As previous chapters have sought to illustrate, the sounds and images of film history are remarkably resilient, adapting to the present as reconfigured and reframed. In this concluding chapter, this cinematic reimagining occurs not via the amplified depth dimension of 3D, as discussed in Chapter 5, but in the expanded frames and screens of IMAX and the associated historical flows of moving images across time and technology.

If, as this book argues, film history is to be considered in its continuing resonances, the moving image itself can sometimes reveal the ways in which we might chart this history. That is, cinema offers its own visions for how we might place the contemporary cinematic moment into broader context, from micro to macro, and towards what Siegfried Zielinski, among others, has described as ‘deep time’ (see Zielinski 2006 [2002]), referring to the vast timescales involved in phenomena generally imperceptible to human senses and scales of experience and perception. This chapter maps the contours of one such expanded frame, analysing how Terrence Malick's Voyage of Time (2016), as an illustrative case study, engages theories of time and temporality, history and historicity, in relation to the past (or pasts) of cinema as it continues to reverberate in the present.

On the level of technology, the evolving cinematic apparatus offers a productive lens through which to reframe – both literally and figuratively – our understanding of cinema as a historical medium.
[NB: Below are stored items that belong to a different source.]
PR #657, opened 2016-04-01
Make pluggable_ui() chainable

bloatware:
This will make plugins (mainly admin-side UI) collaborate rather than compete.


philwareham:
I've [opened a branch](https://github.com/textpattern/textpattern/tree/pr/657) for this, with formatting corrections added.

bloatware:
I find this behavior more natural by default (and flexible enough), but if we fancy 100% backwards compatibility, `pluggable_ui()` can call `callback_event()` twice: once as before, and once new way. Plugins that want to merge will then have to `register_callback()` with `$pre = 1`.

bloatware:
This branch has accidentally (sorry!) accumulated parser commits that I'd like to release for testing. If nobody minds, I will merge it.

philwareham:
Fine by me

Bloke:
Suits me.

Shifts in this apparatus – from imaging to exhibition – offer reconfigured means for addressing questions of history and historiography, with scientific notions of deep time and expanded temporality applied in the specific field of film history.
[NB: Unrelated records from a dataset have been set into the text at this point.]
Issue #372, opened 2014-10-04
Merge save_pane_state functions into one


ghost:
_From [jukka.m.svahn](https://code.google.com/u/jukka.m.svahn/) on February 24, 2013 10:54:40_

Instead of having those separate functions for each panel, we could calculate and use tokens. The toggle links are generated in PHP, so they could contain fraud preventing token of their own.

By using a token, you will no longer need back-offices, but just that one. This same code could then be re-used for any other async event apart from the super-advanced editors. Like for instance pageby, visible columns etc. could be synched the same way, having no PHP paths of their own.

_Original issue: http://code.google.com/p/textpattern/issues/detail?id=368_

bloatware:
More I look at this, more I think that UI states management should be delegated to client JS (via `localStorage`): no more AJAX requests on every click, nor weird security tokens. Yes, it would be per user+browser rather than per user, but few clicks when you change the browser is not a great annoyance, and there is nothing really secret in panes states. It could even be convenient to store different settings on a widescreen laptop and a phone. Any thoughts?

philwareham:
Sounds logical - if it speeds of/simplifies the code then I'd say do it. localStorage is designed for this sort of stuff anyway.

bloatware:
I have created the [local-storage](https://github.com/textpattern/textpattern/tree/local-storage) branch to test the `localStorage` approach. Seems to work, though I wasn't able to find a `localStorage`-incapable browser for tests.

It eliminates the need for db-storage of panes states in both core and complying plugins. We can test it and close this issue by merely deleting `txp_pane.php` if everything is ok. Meanwhile, I don't see a big risk in keeping it as is.

philwareham:
OK, thanks Oleg. [All modern browsers support `localStorage`](http://caniuse.com/#search=localstorage) so that's great (Opera Mini we don't support anyway, so don't worry about that one).

bloatware:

VOYAGE OF TIME: THE EXPANDED FRAMES OF IMAX

Considered in relation to conceptions of deep time – both that of the universe and that of cinema – and the visualisation or representation of these timespans, the documentary Voyage of Time – in its multiple versions, namely Voyage of Time: The IMAX Experience, Voyage of Time: Life's Journey and Voyage of Time: The IMAX Experience in Ultra Widescreen 3.6 – exists as a meditation on the changing technologies and aesthetics of cinema, including how we might historicise this medium on a micro- as well as a macro-historical scale.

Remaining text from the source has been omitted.